The files contain public information, obtained from state voter registration databases, like a person’s name, date of birth and address, as well as the election years in which the person has voted. They may also include a phone number, political party registration and race or ethnicity.
The voters profiles are often enhanced with commercially available details on consumers like: net worth, education level, occupation, home value, number of children in one’s household, gun ownership, pet ownership, political donations and hobbies or habits such as cooking, woodworking, gambling or smoking. Such details can be purchased from data aggregators that acquire information from customers’ loyalty-card records and other sources.
Next, profiling firms survey a representative sample of voters, scoring respondents according to their stances on issues like marijuana legalization. Firms then use machine learning to identity common characteristics across the dossiers— like low-income households, say, or a preference for low-fat foods— that correlate with voters’ stances.
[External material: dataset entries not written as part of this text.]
Issue #435, opened 2018-11-11
In PhET ZIMs the load button is hidden under the bottom bar


Jaifroid:
The title is self-explanatory, and I include a screenshot to show the problem. Note that this occurs in desktop-wide views. The button can be accessed by narrowing the window. This may be related to #386,  but as it occurs in SW mode, it may need a different solution. Or maybe we can find a generic one that solves both issues.

![image](https://user-images.githubusercontent.com/4304337/48319577-9c863200-e607-11e8-802d-8477187d4af3.png)

This may be better addressed through #120 or #337.

kelson42:
For me it does not work at all with a recent version, even with Chrome & Service Worker.

kelson42:
@mossroy @Jaifroid Should we really keep that ticket considering #339?

Jaifroid:
> For me it does not work at all with a recent version, even with Chrome & Service Worker.

@kelson42, PhET ZIMs work in Service Worker mode, for which you need to run the extension version of the app (Firefox or Chrome) and select "Service Worker" in Configuration. PhET experiments work in jQuery mode only in my JavaScript Support branch, but then you have to search for the experiment title in the search bar, because the ReactJS interface is not working in that mode yet. It works fine in SW mode.

Jaifroid:
> @mossroy @Jaifroid Should we really keep that ticket considering #339?

I think we do need to keep this ticket, because we do have PhET working in SW mode (in master). However, this ticket may be superseded by #523. Until we've made more progress on that, I think we should keep this issue.

mossroy:
I agree with you @Jaifroid.
@kelson42 : I confirm PhET is fully working in SW mode with Firefox or Chrome, since version 2.5. Including as a Chrome extension.

kelson42:
FYI The phets scraper has been rewritten an a version 2.0 has been published a few days ago. New ZIM files have been released. Phets related bugs should probably be re-confirmed.

Jaifroid:
Indeed, and actually we've rewritten the algorithm for calculating the visible area, so it *may* be fixed our end. Will check.

kelson42:
@Jaifroid Might be time to refresh that one

Jaifroid:
[...]

PR #1142, opened 2023-10-30
Slide away UI elements with swipe even on non-scrollable pages

### LINKED ISSUE #1141: Allow slide away of header and footer even if there is no scroll possible in iframe
Once I have merged #1140 (#1139), it will finally be possible to address the issues in #337 and #435, as we'll have tested functions for hiding and showing the UI elements.

We'll need to handle mousedown and touchstart events on the window (possible also on the iframe), and test if there has been a "swipe down" or "swipe up" without a scroll. Boilerplate code would look something like this (untested):

```
let start = null;

function startHandler(e) {
  if (e.type === 'touchstart') {
    start = e.changedTouches[0];
  } else if (e.type === 'mousedown') {
    start = e;
  }
}

function endHandler(e) {
  let end;
  if (e.type === 'touchend') {
    end = e.changedTouches[0];
  } else if (e.type === 'mouseup') {
    end = e;
  }

  if (end.screenY - start.screenY > 0) {
    console.log('scrolling up');
    document.getElementById('status').innerHTML = 'scrolling up';
  } else if (end.screenY - start.screenY < 0) {
    console.log('scrolling down');
    document.getElementById('status').innerHTML = 'scrolling down';
  }
}

window.addEventListener('touchstart', startHandler);
window.addEventListener('mousedown', startHandler);
window.addEventListener('touchend', endHandler);
window.addEventListener('mouseup', endHandler);

```
This code listens for both touchstart/mousedown and touchend/mouseup events on the window. When a touch or mouse button press starts, it records the starting position. When the touch ends or mouse button is released, it checks if the end position is greater than or less than the start position to determine if the swipe was up or down.

Jaifroid:
Fixes #1141, #435 and #337.

Code working, but needs tidying.

On fixed (non-scrollable) pages, a swipe up or down, a mousewheel (or trackpad) swipe up or down, or Ctrl/Commad UpArrow or DownArrow on the article window wil toggle the visibility of header and footer.


Jaifroid:
So in fact IE11 doesn't support whell or touch events on the iframe window, but it does support both the scroll and the keydown events, so we provide support for IE11 (and also for others) with the Ctrl/Cmd + DownArrow/UpArrow key combinations.

PR #1158, opened 2023-11-13
Make a generic browserAction for backgroundscript

Jaifroid:
This attempts to make the browserAction generic, so that developers don't need to alter backgroundscript when testing manifest v2 and manifest v3 extensions.


Jaifroid:
Tested and working in all extensions.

The characteristics enable profiling firms to find “look-alike” voters in their files. Then they often calculate scores on issues like climate change for all the voters in their files.
…[W]hen Cambridge Analytica— a voter-profiling firm that covertly data-mined and scored millions of Facebook users— became front-page news, many national political campaigns were already using voter scores. Now, even local candidates use them.
This spring, the Government Accountability Office issued a report warning that the practice of consumer scoring lacked transparency and could cause harm. Although the report did not specifically examine voter scores, it urged Congress to consider enacting consumer protections around scoring.